I also participated in a few surveys of Varied Thrushes with folks trying
to save the old-growth redwoods from logging. After returning to Michigan
to complete my degree in Wildlife Biology I worked for a summer and winter
at Long Point Bird Observatory where I worked with Ricky Dunn on Black
Terns, helped David Hussell with Tree Swallows, and participated in the
Migration Monitoring program. I also helped with an analysis of the
migration monitoring data, which led to results indicating that young and
old birds exhibit different migratory behavior as they move through the
Long Point area. Spending a winter with Ricky and Dave discussing issues
in academic ornithology really turned me on to the idea of spending my
life doing research on birds. After a stint doing bird surveys for a
consulting company, and shorebird banding at James Bay (with Guy Morrison
of the C.W.S.) I went to the University of Guelph and completed an M.Sc.
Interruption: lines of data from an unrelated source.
PR #588, opened 2018-10-02
Expand argument checks in API functions

TheMagnetar:
- Title


jonpas:
I would like to keep `params` with 3 or less arguments to be one-lined (depending on length of checks of course), seems like a waste of space to use 3 lines for 1 argument.

I know it's not perfectly consistent, but I think it makes it a bit more readable as well.

addons/api/fnc_isRadio.sqf
```diff
@@ -13,16 +14,16 @@
...
 // check that it at least inherits from ACRE_BaseRadio *AND* has a unique ID
 // If its scoped 1, that means its either a base or not a radio.
 private _flag = getNumber (configFile >> "CfgWeapons" >> _weapon >> "acre_isRadio");
 private _id = getNumber (configFile >> "CfgWeapons" >> _weapon >> "acre_uniqueId");
 private _scope = getNumber (configFile >> "CfgWeapons" >> _weapon >> "scope");
 if (isNil "_flag" || isNil "_scope" || isNil "_id") exitWith { false };
-if (_flag == 1 && _scope == 1) exitWith { true };
 
-false
+(_flag == 1) && (_scope == 1)
```
jonpas, line 29: Could do `_flag && _scope`, no? Unsure of readability though. :D

jonpas (approved):
Looks good to me. Still not a fan of 1 param using 3 lines, but it might prove useful when we start generating documentation for API functions.

addons/api/fnc_isRadio.sqf
TheMagnetar: I prefer like it is now just for readability. Personally i find it more readable than `_flag == 1 && _scope == 1`

PR #591, opened 2018-10-04
Cleanup of sys_external

TheMagnetar:
- Title

### DIFF
--- a/addons/sys_external/fnc_childrenActions.sqf
+++ b/addons/sys_external/fnc_childrenActions.sqf
@@ -33,8 +33,8 @@ if (_playerOwnsRadio) then {
         QGVAR(giveRadio),
         _string,
         "",
-        {[(_this select 2) select 0, _target] call FUNC(stopUsingExternalRadio)},
-        {!([(_this select 2) select 0] call FUNC(isExternalRadioUsed))},
+        {[_radio, _target] call FUNC(stopUsingExternalRadio)},
+        {!([_radio] call FUNC(isExternalRadioUsed))},
         {},
         _params
     ] call ace_interact_menu_fnc_createAction;
@@ -48,8 +48,8 @@ if (_playerOwnsRadio) then {
         QGVAR(useRadio),
         _string,
         "",
-        {[(_this select 2) select 0, acre_player] call FUNC(startUsingExternalRadio)},
-        {!([(_this select 2) select 0] call FUNC(isExternalRadioUsed))},
+        {[_radio, acre_player] call FUNC(startUsingExternalRadio)},
+        {!([_radio] call FUNC(isExternalRadioUsed))},
         {},
         _params
     ] call ace_interact_menu_fnc_createAction;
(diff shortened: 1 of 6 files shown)


addons/sys_external/fnc_childrenActions.sqf
```diff
@@ -33,8 +33,8 @@ if (_playerOwnsRadio) then {
         QGVAR(giveRadio),
         _string,
         "",
-        {[(_this select 2) select 0, _target] call FUNC(stopUsingExternalRadio)},
-        {!([(_this select 2) select 0] call FUNC(isExternalRadioUsed))},
+        {[_radio, _target] call FUNC(stopUsingExternalRadio)},
```
jonpas: Where does this _radio come from? Action and condition code don't know about outer variables.

jonpas (changes requested):

addons/sys_external/fnc_childrenActions.sqf
TheMagnetar: Oh true! I was just testing and wondering :D

jonpas: There is no reason we don't just pass the radio through instead of all params though, could just use `_this#2`/`_this select 2` and done.

addons/sys_external/fnc_childrenActions.sqf
```diff
@@ -48,16 +48,16 @@ if (_playerOwnsRadio) then {
...
+        {!([(_this select 2) select 0] call FUNC(isExternalRadioUsed))},
         {},
         _params
     ] call ace_interact_menu_fnc_createAction;
     _actions pushBack [_action, [], _target];
 };
 
 // Check if we are giving or returning the headset
-if ([_radio, _target] call FUNC(checkReturnGive)) then {
+if ([(_this select 2) select 0, _target] call FUNC(checkReturnGive)) then {
```
jonpas: Could've left it here?

addons/sys_external/fnc_childrenActions.sqf
```diff
@@ -33,8 +33,8 @@ if (_playerOwnsRadio) then {
         QGVAR(giveRadio),
         _string,
         "",
-        {[(_this select 2) select 0, _target] call FUNC(stopUsingExternalRadio)},
-        {!([(_this select 2) select 0] call FUNC(isExternalRadioUsed))},
+        {[_this select 2, _target] call FUNC(stopUsingExternalRadio)},
+        {!([_this select 2] call FUNC(isExternalRadioUsed))},
         {},
         _params
```
jonpas: Replace with `_radio`.

jonpas (changes requested):

addons/sys_external/fnc_childrenActions.sqf
TheMagnetar: You sure? Isn't this what we mentioned before?

jonpas: You are passing through `[_radio] == _params`, inside ACE3's function that is `_this#2`, so you have to do `_this#2#0`. So you have to pass just `_radio` and you can use `_this#2`.

jonpas (approved):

on the Biology of Killdeers, which I studied on the shores of Long Point,
based out of the Breakwater cabin. I then worked for another year on Black
Guillemots and other seabirds in New Brunswick, and Ring-billed Gulls on
the Leslie Street Spit in Toronto. I then started my Ph.D. at the
University of Toronto on the reproductive biology of oystercatchers in
Virginia and Argentina. After completion, I went to the University of
British Columbia for a few years where I studied Song Sparrows, Japanese
Quail, Killdeer and Snipe, before returning to Ontario to my present
position as a faculty member of the Biology Department at Trent University
in Peterborough. I now am conducting a long-term study on the biology of
the Semipalmated Plover in Churchill, Manitoba. I also study, with some
excellent graduate students, the biology of forest breeding birds impacted
by forest practises and fragmentation. In 1997 I began a collaboration
with a former student (Grant Gilchrist) on the biology of shorebirds in
East Bay, Southampton Island, Nunavat. I continue to be excited by the
activities of the Long Point Bird Observatory.